He had been shot in the head.
The gunmen reportedly killed the boy when authorities declined to meet all of their demands, Cambodian Information Minister Khieu Kanharith said, quoting the deputy national police chief, Neth Savoeun.
"Something went horribly wrong during the six-hour siege and suddenly there was a burst of gunfire," CTV's Steve Chao reported Thursday.
In Ottawa, Foreign Affairs Minister Pierre Pettigrew expressed his condolences.
"We are chagrined and hurt to have learned the terrible news this morning of the assassination of that child," Pettigrew told reporters.
According to Minister Pettigrew's parliamentary secretary, Liberal MP Dan McTeague, Canadian officials are now on the scene.
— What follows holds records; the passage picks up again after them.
PR #825, opened 2025-09-23
Export the Collector Config

ogaca-dd:
# Description 
This PR exports the Collector Config to allow user to create their custom receiver.

See this [document](https://docs.google.com/document/d/1QGRCABBgA-eJ3BXe0k0oM6MNGdVXvHmgDT675KxCVZo/edit?tab=t.0#heading=h.f2fxlsoa2dqh) for additional requirements.

This PR is part of a serie of PRs that replaces https://github.com/open-telemetry/opentelemetry-ebpf-profiler/pull/811 

# Implementation Note
Instead of having this code
```go
	controlerCfg := &controller.Config{
		ReporterInterval:       cfg.ReporterInterval,
		MonitorInterval:        cfg.MonitorInterval,
		SamplesPerSecond:       cfg.SamplesPerSecond,
		ProbabilisticInterval:  cfg.ProbabilisticInterval,
		ProbabilisticThreshold: cfg.ProbabilisticThreshold,
		Tracers:                cfg.Tracers,
		ClockSyncInterval:      cfg.ClockSyncInterval,
		SendErrorFrames:        cfg.SendErrorFrames,
		VerboseMode:            cfg.VerboseMode,
		OffCPUThreshold:        cfg.OffCPUThreshold,
		IncludeEnvVars:         cfg.IncludeEnvVars,
	}
```

it is possible to embed `Config` inside  `controller.Config` and so results in the following code:
```go
controlerCfg := &controller.Config{ Config:  cfg}

// controller.Config definition
type Config struct {
   collector.Config
  // Other fields
}
```
To avoid cycle this require `collector.Config` to be located in its own package, that is why this solution was not used.

### DIFF
--- a/collector/config.go
+++ b/collector/config.go
@@ -22,7 +22,7 @@ type Config struct {
 	LoadProbe              bool          `mapstructure:"load_probe"`
 	MapScaleFactor         uint          `mapstructure:"map_scale_factor"`
 	BPFVerifierLogLevel    uint          `mapstructure:"bpf_verifier_log_level"`
-	KernelVersionCheck     bool          `mapstructure:"kernel_version_check"`
+	NoKernelVersionCheck   bool          `mapstructure:"no_kernel_version_check"`
 	MaxGRPCRetries         uint32        `mapstructure:"max_grpc_retries"`
 	MaxRPCMsgSize          int           `mapstructure:"max_rpc_msg_size"`
 }
--- a/collector/factory.go
+++ b/collector/factory.go
@@ -58,7 +58,7 @@ func createProfilesReceiver(
 		LoadProbe:              cfg.LoadProbe,
 		MapScaleFactor:         cfg.MapScaleFactor,
 		BpfVerifierLogLevel:    cfg.BPFVerifierLogLevel,
-		NoKernelVersionCheck:   !cfg.KernelVersionCheck,
+		NoKernelVersionCheck:   cfg.NoKernelVersionCheck,
 		MaxGRPCRetries:         cfg.MaxGRPCRetries,
 		MaxRPCMsgSize:          cfg.MaxRPCMsgSize,
 	}
@@ -75,7 +75,6 @@ func defaultConfig() component.Config {
 		ProbabilisticThreshold: 100,
 		Tracers:                "all",
 		ClockSyncInterval:      3 * time.Minute,
-		KernelVersionCheck:     true,
 		MaxGRPCRetries:         5,
 		MaxRPCMsgSize:          32 << 20, // 32 MiB,
 	}


collector/config.go
```diff
@@ -0,0 +1,21 @@
+// Copyright The OpenTelemetry Authors
+// SPDX-License-Identifier: Apache-2.0
+
+package collector // import "go.opentelemetry.io/ebpf-profiler/collector"
+
+import "time"
+
+// Config is the configuration for the collector.
+type Config struct {
```
florianl, line 9: Should the fields, that are available via internal/controller/config.go:Config also be available with this Config?

https://github.com/open-telemetry/opentelemetry-ebpf-profiler/blob/7cdeb21f984fd0e003bc6ad07a9057a3f3c1f4da/internal/controller/config.go#L17-L36

My interest is in particular around the uprobes?

Gandem: The intent is to include the fields that end-users of the collector would want to configure. Good catch on uprobe fields, we should probably include both:
```
UProbeLinks []string
LoadProbe bool
```

Any other fields should be included?

florianl: The following fields should also be included:
```
	// MapScaleFactor is the scaling factor for eBPF map sizes.
	MapScaleFactor int
	// BPFVerifierLogLevel is the log level of the eBPF verifier output.
	BPFVerifierLogLevel uint32
	// KernelVersionCheck indicates whether the kernel version should be checked.
	KernelVersionCheck bool
```

ogaca-dd: Fields added.

collector/config.go
```diff
@@ -0,0 +1,28 @@
...
+	ClockSyncInterval      time.Duration `mapstructure:"clock_sync_interval"`
+	SendErrorFrames        bool          `mapstructure:"send_error_frames"`
+	VerboseMode            bool          `mapstructure:"verbose_mode"`
+	OffCPUThreshold        float64       `mapstructure:"off_cpu_threshold"`
+	IncludeEnvVars         string        `mapstructure:"include_env_vars"`
+	UProbeLinks            []string      `mapstructure:"u_probe_links"`
+	LoadProbe              bool          `mapstructure:"load_probe"`
+	MapScaleFactor         uint          `mapstructure:"map_scale_factor"`
+	BPFVerifierLogLevel    uint          `mapstructure:"bpf_verifier_log_level"`
+	KernelVersionCheck     bool          `mapstructure:"kernel_version_check"`
```
florianl: Should this be NoKernelVersionCheck?
```suggestion
	NoKernelVersionCheck     bool          `mapstructure:"no_kernel_version_check"`
```

ogaca-dd: I tend to avoid negation for flags when the correct value can easily be set (which is not the case for controller.Config). 

Note that I properly set the default value to `True` [here](https://github.com/open-telemetry/opentelemetry-ebpf-profiler/pull/825/files#diff-4d5b2db28605bb102e17137e79e99b4ce26bbaa1593e2989268702c5ee7b7118R78) 

Also NoKernelVersionCheck is negate [here](https://github.com/open-telemetry/opentelemetry-ebpf-profiler/blob/main/internal/controller/controller.go#L93).

Please let me know if you prefer to keep  `NoKernelVersionCheck` as I can easily update the code.

florianl: I would prefer if we don't mix things and preferences for the same configuration. Mixing it tends to introduces bugs and causes longer debugging sessions.

ogaca-dd: Make sense. Fixed by https://github.com/open-telemetry/opentelemetry-ebpf-profiler/pull/825/commits/e55b4ca35d4d2aef734dbcf800eaa093f5546727

florianl (approved):

felixge:
Merged this since it had two approvals. Hope it's okay 🙇

PR #831, opened 2025-09-24
hotspot: add support for jdk25

### LINKED ISSUE #822: Support for JDK25
[JDK25](https://en.wikipedia.org/wiki/Java_version_history#Java_SE_25_(LTS)) was recently (2025-09-16) released. As it is an LTS version, OTel profiling should support it.

fabled:
fixes #822

### DIFF
--- a/tools/coredump/testdata/amd64/java25-helloworld.json
+++ b/tools/coredump/testdata/amd64/java25-helloworld.json
@@ -1,0 +1,412 @@
+{
+  "coredump-ref": "3ae9b2bdc5ef48c1464f6a4f9b4db7e18d1690c116df38d777b74cdad543b666",
+  "threads": [
+    {
+      "lwp": 7232,
+      "frames": [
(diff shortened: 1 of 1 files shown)


interpreter/hotspot/instance.go
```diff
@@ -409,7 +409,7 @@ func (d *hotspotInstance) getJITInfo(addr libpf.Address, addrCheck uint32) (
 	// scopes_pcs is a look up table to map RIP to scope_data
 	// metadata is the array that maps scope_data method indices to "class Method"
 
-	const maxMetadataSize = 4 * 1024 * 1024
+	const maxMetadataSize = 1024 * 1024
```
fabled, line 412: Earlier this was compared against the offset from `nmethod` start, and it had to account also for the actual machine code size. Now this is this is the limit for the data to be read, and can be reduced a bit. This is still an empirically determined number. If this causes problems during testing, lets adjust it back.

Issue #833, opened 2025-09-25
Symbolization failures with Python 3.13


oleg-kozlyuk-grafana:
Simple reproduction (reproduced on arm64):

- run eBPF profiler with `-v` flag
- Save following code as `loop.py`:
  ```
  def increase(i):
      return i+1
      
  i = 0
  while i < 1000000000:
      i = increase(i)
  ```
- run following command:
  `podman run -v ./loop.py:/loop.py python:3.13 python loop.py`
  (runs for ~30seconds to ensure there is enough samples)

"They have been there for several hours, keeping us in constant contact," he said.
"Hopefully they will be able to make contact with the family."
Motive Unknown
The crisis unfolded at Cambodia's tourism hub of Siem Reap, near its famed 800-year-old Angkor Wat temples.
"The temples draw about a million tourists every year. In recent years, a lot of hotels have been built there and a lot of ex-pat families have come to run the tourist hotels," Chao said.
"And so in that school, there were several dozen children from different nationalities."
The children held hostage Thursday may represent as many as 15 different nationalities.
The attackers' motives were not immediately clear, though Kanharith speculated that the hostage takers were "rogue elements'' hired to hurt tourism in Siem Reap.
He also wondered if the men were part of the Cambodian Freedom Fighters, an anti-government group that launched a failed armed attack in Cambodia in November 2000.
"We don't know since they are covering their faces with masks,'' he said.
Deputy Military Police Commander Prak Chanthoeum said the men were villagers from the province of Kandal, who decided to prey on foreign children because they thought their parents were rich.
Adding to the confusion, Cambodian Prime Minister Hun Sen said they appeared to be security guards at the school. Teachers, however, later said they did not recognize the men.